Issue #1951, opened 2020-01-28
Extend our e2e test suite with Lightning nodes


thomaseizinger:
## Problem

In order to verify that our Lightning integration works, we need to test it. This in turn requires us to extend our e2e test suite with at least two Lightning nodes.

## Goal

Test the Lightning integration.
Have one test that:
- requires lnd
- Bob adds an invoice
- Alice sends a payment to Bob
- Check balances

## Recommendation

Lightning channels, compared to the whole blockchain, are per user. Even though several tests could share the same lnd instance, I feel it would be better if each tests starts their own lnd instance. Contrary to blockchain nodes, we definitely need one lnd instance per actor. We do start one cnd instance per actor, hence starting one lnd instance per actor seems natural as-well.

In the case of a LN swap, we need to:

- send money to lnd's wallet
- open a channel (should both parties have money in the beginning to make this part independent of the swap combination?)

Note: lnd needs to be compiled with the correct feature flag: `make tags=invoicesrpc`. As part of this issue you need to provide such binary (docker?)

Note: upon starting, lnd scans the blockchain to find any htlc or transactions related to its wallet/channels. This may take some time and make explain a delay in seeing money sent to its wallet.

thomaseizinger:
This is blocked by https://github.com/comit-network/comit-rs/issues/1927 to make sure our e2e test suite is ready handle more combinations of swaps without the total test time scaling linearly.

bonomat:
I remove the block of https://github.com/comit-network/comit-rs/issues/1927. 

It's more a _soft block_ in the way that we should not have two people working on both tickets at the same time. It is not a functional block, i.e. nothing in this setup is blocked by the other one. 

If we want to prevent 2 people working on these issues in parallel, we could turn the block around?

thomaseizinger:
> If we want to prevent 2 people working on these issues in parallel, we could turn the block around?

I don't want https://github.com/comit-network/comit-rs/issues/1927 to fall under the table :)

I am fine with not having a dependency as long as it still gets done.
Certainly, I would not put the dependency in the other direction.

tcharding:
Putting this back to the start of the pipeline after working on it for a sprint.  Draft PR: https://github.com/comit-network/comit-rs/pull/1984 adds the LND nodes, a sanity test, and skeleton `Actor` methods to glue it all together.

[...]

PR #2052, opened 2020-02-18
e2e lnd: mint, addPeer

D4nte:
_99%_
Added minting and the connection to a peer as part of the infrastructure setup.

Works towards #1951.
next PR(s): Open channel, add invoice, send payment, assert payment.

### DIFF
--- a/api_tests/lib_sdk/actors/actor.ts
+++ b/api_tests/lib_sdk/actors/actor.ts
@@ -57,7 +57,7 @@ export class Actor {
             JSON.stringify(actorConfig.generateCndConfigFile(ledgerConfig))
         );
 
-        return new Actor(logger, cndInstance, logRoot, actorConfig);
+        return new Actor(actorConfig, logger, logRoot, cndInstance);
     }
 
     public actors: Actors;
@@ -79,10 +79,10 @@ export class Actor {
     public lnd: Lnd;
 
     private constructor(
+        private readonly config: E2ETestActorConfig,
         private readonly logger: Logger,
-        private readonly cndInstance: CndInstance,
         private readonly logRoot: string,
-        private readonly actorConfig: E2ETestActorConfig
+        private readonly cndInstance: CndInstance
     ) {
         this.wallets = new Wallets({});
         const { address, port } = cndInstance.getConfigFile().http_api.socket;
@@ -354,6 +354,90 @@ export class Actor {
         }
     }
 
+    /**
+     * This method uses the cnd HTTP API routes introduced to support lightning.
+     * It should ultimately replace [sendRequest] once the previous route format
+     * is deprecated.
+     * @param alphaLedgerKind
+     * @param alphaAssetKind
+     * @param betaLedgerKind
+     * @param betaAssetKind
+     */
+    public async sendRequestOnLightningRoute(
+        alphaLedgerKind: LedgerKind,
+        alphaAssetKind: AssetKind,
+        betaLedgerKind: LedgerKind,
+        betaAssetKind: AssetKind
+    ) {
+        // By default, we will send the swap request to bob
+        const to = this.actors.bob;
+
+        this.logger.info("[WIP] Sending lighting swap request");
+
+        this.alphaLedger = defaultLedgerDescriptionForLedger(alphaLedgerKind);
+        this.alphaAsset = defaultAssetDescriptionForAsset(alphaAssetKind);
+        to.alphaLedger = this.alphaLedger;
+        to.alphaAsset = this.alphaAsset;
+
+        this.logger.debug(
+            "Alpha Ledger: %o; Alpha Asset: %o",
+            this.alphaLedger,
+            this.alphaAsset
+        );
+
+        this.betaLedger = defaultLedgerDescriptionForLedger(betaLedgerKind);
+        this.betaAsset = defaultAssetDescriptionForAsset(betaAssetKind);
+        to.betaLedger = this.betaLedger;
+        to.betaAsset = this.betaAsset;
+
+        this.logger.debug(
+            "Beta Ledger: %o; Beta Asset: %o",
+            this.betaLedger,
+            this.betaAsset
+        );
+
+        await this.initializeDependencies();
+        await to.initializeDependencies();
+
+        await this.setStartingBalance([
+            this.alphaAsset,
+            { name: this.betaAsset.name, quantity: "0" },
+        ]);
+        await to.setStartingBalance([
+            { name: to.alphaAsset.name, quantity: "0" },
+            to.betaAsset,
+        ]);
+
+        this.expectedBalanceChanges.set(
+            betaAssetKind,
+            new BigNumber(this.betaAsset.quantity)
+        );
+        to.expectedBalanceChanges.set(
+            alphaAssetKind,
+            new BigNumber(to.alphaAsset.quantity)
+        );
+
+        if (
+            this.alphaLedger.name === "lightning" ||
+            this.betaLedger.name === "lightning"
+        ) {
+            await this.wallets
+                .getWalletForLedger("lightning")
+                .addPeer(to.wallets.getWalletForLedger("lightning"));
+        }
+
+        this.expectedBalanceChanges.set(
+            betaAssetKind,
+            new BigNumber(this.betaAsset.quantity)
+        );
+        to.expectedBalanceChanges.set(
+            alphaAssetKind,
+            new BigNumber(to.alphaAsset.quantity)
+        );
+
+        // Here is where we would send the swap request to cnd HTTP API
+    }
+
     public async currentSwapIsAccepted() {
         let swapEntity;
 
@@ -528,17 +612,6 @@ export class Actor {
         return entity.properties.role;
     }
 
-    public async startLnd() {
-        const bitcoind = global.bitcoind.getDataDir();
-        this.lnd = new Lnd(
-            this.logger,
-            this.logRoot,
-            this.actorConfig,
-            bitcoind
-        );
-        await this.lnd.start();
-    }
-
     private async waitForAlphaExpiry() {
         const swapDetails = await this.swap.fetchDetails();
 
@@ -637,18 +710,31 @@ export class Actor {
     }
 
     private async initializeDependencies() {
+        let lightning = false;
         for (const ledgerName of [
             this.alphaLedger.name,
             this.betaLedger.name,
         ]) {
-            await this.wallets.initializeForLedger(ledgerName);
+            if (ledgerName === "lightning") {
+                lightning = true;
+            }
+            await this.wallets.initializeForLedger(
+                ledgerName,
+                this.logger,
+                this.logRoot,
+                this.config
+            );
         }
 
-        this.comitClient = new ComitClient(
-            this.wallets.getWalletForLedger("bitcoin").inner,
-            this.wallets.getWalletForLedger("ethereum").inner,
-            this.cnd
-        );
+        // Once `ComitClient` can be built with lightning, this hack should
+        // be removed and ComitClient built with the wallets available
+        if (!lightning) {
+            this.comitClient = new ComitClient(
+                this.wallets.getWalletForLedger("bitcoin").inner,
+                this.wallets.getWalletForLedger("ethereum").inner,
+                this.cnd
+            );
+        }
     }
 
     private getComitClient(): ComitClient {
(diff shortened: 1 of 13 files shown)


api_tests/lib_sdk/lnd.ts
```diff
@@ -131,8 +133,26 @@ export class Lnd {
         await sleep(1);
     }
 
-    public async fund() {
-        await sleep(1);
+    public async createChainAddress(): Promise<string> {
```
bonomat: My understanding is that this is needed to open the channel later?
========================================
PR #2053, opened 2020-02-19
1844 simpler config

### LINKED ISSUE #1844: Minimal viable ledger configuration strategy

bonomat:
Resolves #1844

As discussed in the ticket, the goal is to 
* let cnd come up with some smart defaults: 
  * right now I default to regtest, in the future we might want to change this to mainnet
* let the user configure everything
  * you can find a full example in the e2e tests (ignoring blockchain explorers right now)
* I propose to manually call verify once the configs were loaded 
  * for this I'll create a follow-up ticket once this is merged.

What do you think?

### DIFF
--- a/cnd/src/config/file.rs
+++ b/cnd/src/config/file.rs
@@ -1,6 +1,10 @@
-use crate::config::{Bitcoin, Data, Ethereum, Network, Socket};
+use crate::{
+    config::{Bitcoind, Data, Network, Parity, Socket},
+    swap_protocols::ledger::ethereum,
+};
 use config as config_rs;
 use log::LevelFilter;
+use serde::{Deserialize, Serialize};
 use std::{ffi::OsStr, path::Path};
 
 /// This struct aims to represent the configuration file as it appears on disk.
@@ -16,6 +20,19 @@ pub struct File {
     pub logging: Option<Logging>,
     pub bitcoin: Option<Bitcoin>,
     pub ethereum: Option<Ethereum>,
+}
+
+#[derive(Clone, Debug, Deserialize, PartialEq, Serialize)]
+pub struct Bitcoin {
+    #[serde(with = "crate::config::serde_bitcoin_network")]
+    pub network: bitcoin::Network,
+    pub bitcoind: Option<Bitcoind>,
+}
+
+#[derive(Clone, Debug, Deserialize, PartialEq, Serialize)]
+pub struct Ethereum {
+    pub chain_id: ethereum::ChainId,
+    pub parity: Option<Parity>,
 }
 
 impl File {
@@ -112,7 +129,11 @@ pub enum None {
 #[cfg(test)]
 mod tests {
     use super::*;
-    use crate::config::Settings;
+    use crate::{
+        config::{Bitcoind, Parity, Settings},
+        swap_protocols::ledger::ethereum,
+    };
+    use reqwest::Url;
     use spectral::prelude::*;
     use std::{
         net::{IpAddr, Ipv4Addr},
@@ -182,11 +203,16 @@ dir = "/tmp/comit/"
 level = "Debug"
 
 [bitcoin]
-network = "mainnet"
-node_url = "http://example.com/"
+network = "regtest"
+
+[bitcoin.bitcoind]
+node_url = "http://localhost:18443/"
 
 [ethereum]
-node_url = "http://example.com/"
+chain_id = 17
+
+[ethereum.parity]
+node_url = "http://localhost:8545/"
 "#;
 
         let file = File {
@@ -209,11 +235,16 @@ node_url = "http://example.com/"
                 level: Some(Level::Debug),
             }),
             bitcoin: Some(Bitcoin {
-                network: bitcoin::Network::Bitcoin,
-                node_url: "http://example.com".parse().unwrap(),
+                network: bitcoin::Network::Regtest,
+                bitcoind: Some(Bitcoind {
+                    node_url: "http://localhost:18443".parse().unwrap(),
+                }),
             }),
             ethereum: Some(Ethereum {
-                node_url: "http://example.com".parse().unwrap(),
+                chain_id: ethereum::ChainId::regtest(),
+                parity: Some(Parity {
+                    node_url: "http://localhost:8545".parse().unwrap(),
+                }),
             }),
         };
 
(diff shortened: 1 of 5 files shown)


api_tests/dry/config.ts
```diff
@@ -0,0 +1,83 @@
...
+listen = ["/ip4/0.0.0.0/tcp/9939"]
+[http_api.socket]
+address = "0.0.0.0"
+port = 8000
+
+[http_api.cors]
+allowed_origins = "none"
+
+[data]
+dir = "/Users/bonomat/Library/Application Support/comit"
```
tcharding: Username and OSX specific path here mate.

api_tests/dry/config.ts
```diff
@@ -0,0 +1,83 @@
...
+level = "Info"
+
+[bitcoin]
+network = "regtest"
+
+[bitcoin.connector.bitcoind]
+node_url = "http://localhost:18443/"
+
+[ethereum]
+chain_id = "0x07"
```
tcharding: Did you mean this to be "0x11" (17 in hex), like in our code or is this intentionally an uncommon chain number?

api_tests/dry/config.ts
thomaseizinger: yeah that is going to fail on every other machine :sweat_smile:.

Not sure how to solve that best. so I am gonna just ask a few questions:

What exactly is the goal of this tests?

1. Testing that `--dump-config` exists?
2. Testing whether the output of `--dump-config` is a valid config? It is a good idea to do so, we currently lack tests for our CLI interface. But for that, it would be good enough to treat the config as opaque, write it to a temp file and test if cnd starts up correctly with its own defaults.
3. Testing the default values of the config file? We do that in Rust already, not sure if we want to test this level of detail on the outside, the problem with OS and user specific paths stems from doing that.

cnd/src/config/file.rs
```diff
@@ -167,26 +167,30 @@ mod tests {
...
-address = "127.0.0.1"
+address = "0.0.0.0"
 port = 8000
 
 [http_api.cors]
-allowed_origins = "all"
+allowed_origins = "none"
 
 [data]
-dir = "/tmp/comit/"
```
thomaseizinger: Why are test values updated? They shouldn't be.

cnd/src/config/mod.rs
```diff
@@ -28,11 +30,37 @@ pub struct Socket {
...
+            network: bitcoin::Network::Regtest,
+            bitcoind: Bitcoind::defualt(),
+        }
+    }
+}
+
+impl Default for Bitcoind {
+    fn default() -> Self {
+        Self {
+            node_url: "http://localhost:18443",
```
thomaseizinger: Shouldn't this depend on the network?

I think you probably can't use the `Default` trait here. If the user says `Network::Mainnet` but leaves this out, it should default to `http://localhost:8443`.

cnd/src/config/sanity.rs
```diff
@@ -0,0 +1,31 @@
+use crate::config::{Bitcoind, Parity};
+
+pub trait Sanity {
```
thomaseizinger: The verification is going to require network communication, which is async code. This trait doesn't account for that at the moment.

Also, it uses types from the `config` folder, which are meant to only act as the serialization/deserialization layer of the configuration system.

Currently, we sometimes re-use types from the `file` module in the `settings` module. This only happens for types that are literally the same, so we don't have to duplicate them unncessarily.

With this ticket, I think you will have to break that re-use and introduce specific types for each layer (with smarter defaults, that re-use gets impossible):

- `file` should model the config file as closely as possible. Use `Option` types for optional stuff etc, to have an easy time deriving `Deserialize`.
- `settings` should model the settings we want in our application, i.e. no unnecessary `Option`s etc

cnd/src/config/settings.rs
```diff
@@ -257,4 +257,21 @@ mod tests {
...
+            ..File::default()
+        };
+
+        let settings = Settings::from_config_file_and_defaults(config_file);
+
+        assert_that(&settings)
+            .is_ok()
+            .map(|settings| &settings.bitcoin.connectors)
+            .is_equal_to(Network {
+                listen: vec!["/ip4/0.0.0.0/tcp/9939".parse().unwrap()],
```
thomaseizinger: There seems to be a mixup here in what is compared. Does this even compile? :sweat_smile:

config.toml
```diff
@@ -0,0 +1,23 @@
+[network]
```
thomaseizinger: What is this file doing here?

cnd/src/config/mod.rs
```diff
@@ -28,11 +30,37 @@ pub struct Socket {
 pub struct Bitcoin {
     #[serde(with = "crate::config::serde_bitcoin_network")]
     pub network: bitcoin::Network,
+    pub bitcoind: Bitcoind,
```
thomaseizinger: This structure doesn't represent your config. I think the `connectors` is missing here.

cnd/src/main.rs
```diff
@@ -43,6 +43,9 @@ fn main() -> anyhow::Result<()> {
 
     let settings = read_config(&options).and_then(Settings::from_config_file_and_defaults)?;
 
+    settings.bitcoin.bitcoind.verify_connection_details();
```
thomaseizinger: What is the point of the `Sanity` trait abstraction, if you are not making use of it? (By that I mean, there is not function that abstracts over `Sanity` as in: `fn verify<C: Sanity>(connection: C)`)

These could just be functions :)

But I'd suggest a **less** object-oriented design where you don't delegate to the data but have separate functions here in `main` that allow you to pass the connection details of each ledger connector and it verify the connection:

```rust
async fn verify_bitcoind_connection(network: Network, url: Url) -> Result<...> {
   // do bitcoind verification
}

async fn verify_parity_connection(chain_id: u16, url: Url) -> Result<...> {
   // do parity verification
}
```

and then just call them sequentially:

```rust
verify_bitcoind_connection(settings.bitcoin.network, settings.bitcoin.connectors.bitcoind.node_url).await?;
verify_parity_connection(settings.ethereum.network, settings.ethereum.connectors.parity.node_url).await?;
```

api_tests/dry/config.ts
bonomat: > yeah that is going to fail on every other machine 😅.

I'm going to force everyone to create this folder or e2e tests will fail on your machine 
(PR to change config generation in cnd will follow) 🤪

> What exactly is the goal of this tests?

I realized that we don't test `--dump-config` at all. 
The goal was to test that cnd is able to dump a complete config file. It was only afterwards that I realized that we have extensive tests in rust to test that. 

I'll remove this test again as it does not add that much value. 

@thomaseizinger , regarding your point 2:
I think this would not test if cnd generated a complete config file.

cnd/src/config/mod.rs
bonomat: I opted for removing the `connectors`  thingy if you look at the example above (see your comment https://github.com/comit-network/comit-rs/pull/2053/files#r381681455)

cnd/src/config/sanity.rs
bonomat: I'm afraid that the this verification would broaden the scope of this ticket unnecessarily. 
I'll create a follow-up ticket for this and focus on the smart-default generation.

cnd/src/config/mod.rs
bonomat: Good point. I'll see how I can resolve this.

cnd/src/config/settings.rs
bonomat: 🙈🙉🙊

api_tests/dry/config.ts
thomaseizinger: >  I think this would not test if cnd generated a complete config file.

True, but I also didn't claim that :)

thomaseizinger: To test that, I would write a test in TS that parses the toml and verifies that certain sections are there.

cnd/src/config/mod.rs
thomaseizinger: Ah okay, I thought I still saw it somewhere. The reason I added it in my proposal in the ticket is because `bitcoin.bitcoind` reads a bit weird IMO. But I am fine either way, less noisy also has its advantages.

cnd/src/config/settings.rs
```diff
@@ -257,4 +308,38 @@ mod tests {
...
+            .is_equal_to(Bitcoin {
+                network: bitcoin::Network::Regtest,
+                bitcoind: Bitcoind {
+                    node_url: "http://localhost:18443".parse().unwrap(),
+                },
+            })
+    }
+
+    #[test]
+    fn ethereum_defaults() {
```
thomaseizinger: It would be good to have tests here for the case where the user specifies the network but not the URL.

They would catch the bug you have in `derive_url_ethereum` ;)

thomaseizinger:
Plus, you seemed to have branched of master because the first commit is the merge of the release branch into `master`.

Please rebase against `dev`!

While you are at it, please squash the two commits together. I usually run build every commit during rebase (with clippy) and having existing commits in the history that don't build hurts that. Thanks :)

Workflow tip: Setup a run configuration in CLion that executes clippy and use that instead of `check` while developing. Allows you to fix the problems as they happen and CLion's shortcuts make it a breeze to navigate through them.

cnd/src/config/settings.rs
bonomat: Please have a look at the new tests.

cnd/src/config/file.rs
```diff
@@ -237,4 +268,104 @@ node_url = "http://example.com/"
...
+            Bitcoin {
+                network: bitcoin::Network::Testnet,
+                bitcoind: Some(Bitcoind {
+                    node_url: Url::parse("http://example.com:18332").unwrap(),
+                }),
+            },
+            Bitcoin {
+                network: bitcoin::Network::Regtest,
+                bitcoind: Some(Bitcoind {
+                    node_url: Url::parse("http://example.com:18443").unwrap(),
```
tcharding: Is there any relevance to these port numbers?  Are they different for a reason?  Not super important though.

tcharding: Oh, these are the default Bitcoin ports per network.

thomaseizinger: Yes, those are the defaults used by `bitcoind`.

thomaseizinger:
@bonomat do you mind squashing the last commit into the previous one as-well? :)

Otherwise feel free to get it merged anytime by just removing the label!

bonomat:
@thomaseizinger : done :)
========================================
• Exercise instructions
Set down, unchanged, only those lines above that fall between the line with "They would catch" and the line with "While you are", the two end lines included.

• Written solution
They would catch the bug you have in `derive_url_ethereum` ;)

thomaseizinger:
Plus, you seemed to have branched of master because the first commit is the merge of the release branch into `master`.

Please rebase against `dev`!

While you are at it, please squash the two commits together. I usually run build every commit during rebase (with clippy) and having existing commits in the history that don't build hurts that. Thanks :)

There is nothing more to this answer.